Страница 4 из 10
Отца он так и не простил, но больше винил себя. Глядел на опухших от голода детей и родителей, и не ел – не мог отобрать у них кусок. Дожили до весны. Под пасху ушёл Фридрих в степь за сусликами. День был солнечный, тёплый. Но удачи ему не было. Прилёг отдохнуть. Солнышко в последний раз пригрело его, он и заснул, разомлев. А проснуться – сил не хватило…
Всю ночь ждали его в доме Бахманов: выла мать, чуя неотвратимую беду, тряслись плечи у непрощённого отца. Утром поехал он с соседом (отцом Марии) на поиски, и в телеге привёз домой мёртвого сына.
Как ему ни хотелось, не мог Соломон Кондратьевич после этого умереть. Двоих внуков надо было им с женой поднимать. Боялись, что жизни не хватит. Но нет, успели. Выросли и Йешка, и Эмилия. Ну, слава Богу, есть кому похоронить! И вот – на тебе – война! Потом незнакомая, страшной казавшаяся, Сибирь. Ни кола, ни двора. Даже коровы им не дали, как Марииной семье, потому что дома не сдали. Потом забрали в трудармию внука, а сегодня и за внучкой пришли… Плакала Катрине-вейс, плакала Мария, плакала её мать, тяжко вздыхал отец. И никому не хотелось есть. Но плачь не плачь, а на работу надо – хлеб сушить.
Тюрьма
Сушилка находилась на самом краю села и представляла собой соломенную крышу на столбах, закрывавшую от дождя и снега кирпичный пол над топкой. Федька Гофман с Петькой Денисовым уже разложили по кирпичам один воз необмолоченной пшеницы, наверное, поехали за новым. Её задача – растопить топку и поворачивать вилами массу, чтобы не перегревалась, а равномерно высыхала.
Загорелся хворост в топке, пополз дым из дымохода. Кирпичи нагрелись. Взялась за вилы, перевернула слой пшеницы.
Через час на вороном Алиме прискакал бригадир Семён Васильевич.
– Сушишь? – потряс ворошок. – Пожалуй ничего! Годится! Можно молотить. Сейчас Федька с Петькой приедут, увезут.
К вечеру Мария высушила ещё два воза.
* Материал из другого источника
PR #629, opened 2025-01-09
Set demo app min iOS deployment target to 15.0

### LINKED ISSUE #609: The Demo app minimum iOS target should match our Swift Package minimum supported platforms.
Our Demo app minimum target is iOS 17.  But our SDK supports iOS 15.  We should update the Demo app target to match the SDK, so we can build the Demo in all supported OS versions.

Right now, the demo app cannot be built in iOS 15.

pinarol:
Closes #609

### Description

Sets demo app iOS deployment target to 15.0 and updates the Demo app's code accordingly. SDK code doesn't change.

### Testing Steps

Smoke test demo app QE in both SwiftUI and UIKit.

I checked in iOS 15.5 and 16.4 as well. It takes a bit long to download older iOS environments though so if you don't already have those, you can do that kind of testing later imo.


etoledom (approved):
Thank you! 🙏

Уже темнело, когда она подмела пол сушилки. Попробовала кирпичи – тёплые, но рука терпит. Если случайно что-то попадёт – не загорится. А вот и бригадир скачет:
– Семён Васильевич, – обрадовалась Мария, – посмотрите, я всё убрала, можно домой идти?
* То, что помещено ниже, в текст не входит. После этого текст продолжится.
PR #631, opened 2025-01-10
Update podspecs to Swift 6.0

andrewdmontgomery:
Closes #

### Description

This updates the podspecs so that they specify Swift 6.0 as a minimum supported version.  This mirrors the changes in #610  and should have been included in that PR.

### Testing Steps

- [ ] CI should be 🟢

### DIFF
--- a/version.rb
+++ b/version.rb
@@ -3,6 +3,6 @@
 module Gravatar
   VERSION = '3.1.1'
   SWIFT_VERSIONS = [
-    '5.10'
+    '6.0'
   ].freeze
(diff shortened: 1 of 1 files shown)


andrewdmontgomery:
CocoaPods doesn't have a way to handle the configuration we need it to handle:
- Only available in the Swift 6 toolchain, but using the Swift 5 Language Mode

CocoaPods can only set `SWIFT_VERSION` build setting, which controls the "Swift Language Mode", not the build tools.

– Всё потухло? – спросил Семён Васильевич, щупая кирпичи – сколько сегодня высушила?
– Три телеги.
– Хорошо, иди.
Ветер, как показалось Марии, ещё усилился, рвал с деревьев последние листья. Темнота сгущалось, но ещё были видны бешено мчащиеся по небу тучи. Она шла по улице с бедненькими, но настоящими домами. В них уже зажгли свет. Как хорошо, у кого есть свой дом со светом. А ей в тёмную землянку с лучиной, с огромными тенями, прыгающим по неровным земляным стенам.
Вдруг над головой трах-тах-тах, – будто лопнуло что-то. Посыпался огонь прямо перед нею. Это провода схлестнулись, успокоилась она и перешла на другую сторону улицы подальше от столбов.
Мать с отцом уже дома. Мать плачет. Отец крепится, но и ему тошно. Всего десять дней осталось. Мать уже подоила корову, испекла оладий. Сегодня праздничный ужин. Праздничный, но невесёлый. Пододвинули стол к бабушкиной кровати, вернее лежанке:
– Мама, посидите с нами, – говорит отец.
– А что за праздник? – спрашивает бабушка.
– У Марии день рожденья.
– Да? А какой сегодня день?
Отец смотрит на календарь, привезённый из дому, и укреплённый на дощечке в красном углу землянки:
– Воскресенье.
«Боже мой. Неужели сегодня было воскресенье?! – думает Мария.
За дверью какой-то шорох. Постучали.
– Кто там? – спрашивает Мария.
– Das bin ich4, – голос Катрине-вейс.
Вошла вся в слезах. В обед она не так убивалась. Сейчас еле слова из себя выдавливает.
– Дайте, ради Бога, немного молока, хоть кружку, если есть.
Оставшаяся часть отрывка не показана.